Roberto Di Matteo, the toast of West London. In his brief stint as Chelsea’s Interim Manager he has delivered the FA Cup and the long awaited Champions League, Chelsea’s first. At any other club in the world the chairmen would be hugging the quiet Italian tight and never letting him go. But this isn’t any other club, it’s Chelsea, and Di Matteo’s future still hangs in the balance.
In February last year, when Roberto Di Matteo was being relieved of his duties as West Brom manager, not even his most avid supporter could have predicted that he would be leading Chelsea to European glory just 15 months later. It’s partly this that makes his achievements at Stamford Bridge all the more astounding.
When Roberto was number two to Andre Villas Boas they looked a different team, one leg at home to Napoli away from crashing out of the very same European competition that they won in Munich this week.

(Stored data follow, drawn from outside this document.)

PR #1118, opened 2019-06-28
Add newtonsoft.json 9.0.1 to source-build

### LINKED ISSUE #1115: Add Newtonsoft.Json 9.0.1
We will not be able to supply Newtonsoft.Json 9.0.1 as a reference-only assembly, and taking 12.0.2 on the repo side has a long dependency path (NuGet -> SDK -> CLI -> core-sdk -> core-setup).  To ease the transition, we should build both 9.0.1 version and 12.0.2 versions.

adaggarwal:
- Adding newtonsoft.json removes the 9.0.1 prebuilt issue for the time-being; as some repos depend on it. 

- Fixes #1115


eng/Version.Details.xml
```diff
@@ -102,6 +102,12 @@
       <Sha>cac0690ad133c5e166ce5642dc71175791404fad</Sha>
       <RepoName>newtonsoft-json</RepoName>
     </Dependency>
+    <!-- additional Newtonsoft version to ease out individual repo updates to use current source-build version-->
+    <Dependency Name="Newtonsoft.Json" Version="9.0.1">
+      <Uri>https://github.com/adaggarwal/Newtonsoft.Json</Uri>
+      <Sha>e43dae94c26f0c30e9095327a3a9eac87193923d</Sha>
+      <RepoName>newtonsoft-json</RepoName>
```
crummel: This should match the `newtonsoft-json901` project name.

repos/newtonsoft-json901.proj
```diff
@@ -0,0 +1,34 @@
...
+    <NewtonsoftJsonProjectPath>$(NewtonsoftJsonDirectory)Newtonsoft.Json.Dotnet.csproj</NewtonsoftJsonProjectPath>
+    <DotnetToolCommandArguments>"/p:DotnetOnly=true" "/p:Configuration=$(Configuration)" "/p:AssemblyOriginatorKeyFile=$(NewtonsoftJsonKeyFilePath)" "/p:SignAssembly=true" "/p:PublicSign=true" "/p:TreatWarningsAsErrors=false" "/p:AdditionalConstants=SIGNED"</DotnetToolCommandArguments>
+    <BuildCommand>$(DotnetToolCommand) build $(NewtonsoftJsonProjectPath) $(DotnetToolCommandArguments)</BuildCommand>
+    <BuildPackagesCommand>$(DotnetToolCommand) pack $(NewtonsoftJsonProjectPath) $(DotnetToolCommandArguments)</BuildPackagesCommand>
+    <CleanCommand>$(DotnetToolCommand) clean $(NewtonsoftJsonProjectPath) $(DotnetToolCommandArguments)</CleanCommand>
+    <PackagesOutput>$(NewtonsoftJsonDirectory)bin/$(Configuration)/</PackagesOutput>
+    <RepoApiImplemented>false</RepoApiImplemented>
+    <OrchestratedManifestBuildName>N/A</OrchestratedManifestBuildName>
+    <!-- this is built in the Arcade build and will not produce packages in the main build -->
+    <SkipEnsurePackagesCreated>true</SkipEnsurePackagesCreated>
```
crummel: Is this correct?  It seems like this build should be producing the Newtonsoft.Json.9.0.1 nupkg.

repos/known-good.proj
```diff
@@ -35,6 +35,7 @@
         <RepositoryReference Include="common" />
         <RepositoryReference Include="netcorecli-fsc" />
         <RepositoryReference Include="newtonsoft-json" />
+        <RepositoryReference Include="newtonsoft-json901" />
```
crummel: Was core-setup also one that depended on 9.0.1 or was that not a thing anymore?

adaggarwal: It did have a dependency afaik

repos/newtonsoft-json901.proj
adaggarwal: Yes in my local build, it did produce 901 nupkg

adaggarwal: This is the same project which sb was utilizing before I merged #1080

crummel: Ok, I don't think we should have `SkipEnsurePackagesCreated` true here then.

adaggarwal: What does ```SkipEnsurePackagesCreated``` does?

crummel: Normally we check to make sure that a project actually created nupkgs - this was added when we found some silent failures in CoreCLR and core-setup.  Setting this to true just means we won't check it, which is used for toolset and core-sdk because they produce .tar.gzs instead of nupkgs.  If anything shows up in the build as "New NuGet packages after building ..." then it isn't needed.

adaggarwal:
@crummel , can I request a review update?

repos/known-good.proj
crummel: There should be a `RepositoryReference` in repos/core-setup as well then.

crummel:
One more change, then I think we're good.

Villas Boas leaves, Di Matteo is promoted and the team is transformed. The once tired-looking ‘old guard’ of Lampard, Drogba and the like look rejuvenated. £5Omillion flop Fernando Torres is suddenly performing AND finding the back of the net. Chelsea look world beaters. And now they sit proudly as European Champions.
It’s no secret that the Champions League has been priority number one for owner Roman Abramovich since he purchased the club. And they have come close. Semi Final heartache at the hands of Monaco, Liverpool and Barcelona, and that gut-wrenching loss on penalties in the final to Manchester United.
But after all of that waiting it’s Interim manager Di Matteo who has brought Roman Europe’s biggest prise. Roberto has succeeded where Avram Grant, Luis Felipe Scolari, Carlo Ancelotti and yes, even José Mourinho have failed.
That should illustrate what a monumental achievement this has been. Yet the word coming out of the Chelsea camp is that ‘no decision has been made’ on the future of their Interim boss. It could well be that delivering what is arguably the biggest prize in world football may not be enough for Roberto Di Matteo. How could this be?
We know that Abramovich likes a high profile manager, a ‘big name’. And that admittedly is not Di Matteo. His work at the MK Dons and West Brom is not the same as the Milan and the Porto and the Brazil that has littered the CV’s of Abramovich’s other appointments. When Abramovich wants to recruit somebody he wants it to be heard around the world, he wants to make waves. He wants a galactico.
This may be why the managers being linked with the post are established household names like Capello or Guardiola. But why would one of these well respected coaches want to mortgage their glistening reputations to try and do a passable job at Chelsea. Surely any well respected, experienced manager would look at this job and think “the last guy won the Champions League and wasn’t kept on, what am I supposed to do?”
The Chelsea doubters have been quick to say that Di Matteo’s European success had more than an element of luck and it’s easy to understand that thought process. Chelsea hardly saw the ball for two semi-final legs against Barca and one final against Bayern, yet somehow they came out on top.
Barca hit the word work repeatedly, Bayern squandered chance after chance that on any other night would have nestled in the back of the net. Two of the world’s best attacking players in Lionel Messi and Arjen Robben missed penalties. Someone, somewhere, wanted Chelsea to win it seems.
But those same doubters who thought that Chelsea were fortunate are probably the same people who take pride in telling you that this ‘is a results business’ as justification for when a manager is sacked. Well, if results and results alone are what count then Roberto Di Matteo couldn’t have done a lot more.
Only time will tell if Chelsea will see fit to appoint Di Matteo on a permanent basis. But they may have little alternative. Capello seems to have distanced himself from the job, Mourinho has signed a contract extension in Madrid, Guardiola is taking a break from the game. Chelsea’s options seem limited, even with Roman Abramovich behind them.
In truth we’re all in the same position as Roberto Di Matteo. All we can do is sit here and wait for an outcome, unable to influence the proceedings any further. He is in limbo, no closer to knowing the end of his Chelsea story than any of us. But if Chelsea don’t want the Italian as their manager then I’m sure there is a host of top clubs who will.
The real irony of the situation is that if Di Matteo had had this success at any other club in Europe then Roman Abramovich would be getting out that famous cheque book of his, hell bent on recruiting the man who could deliver the Champions League.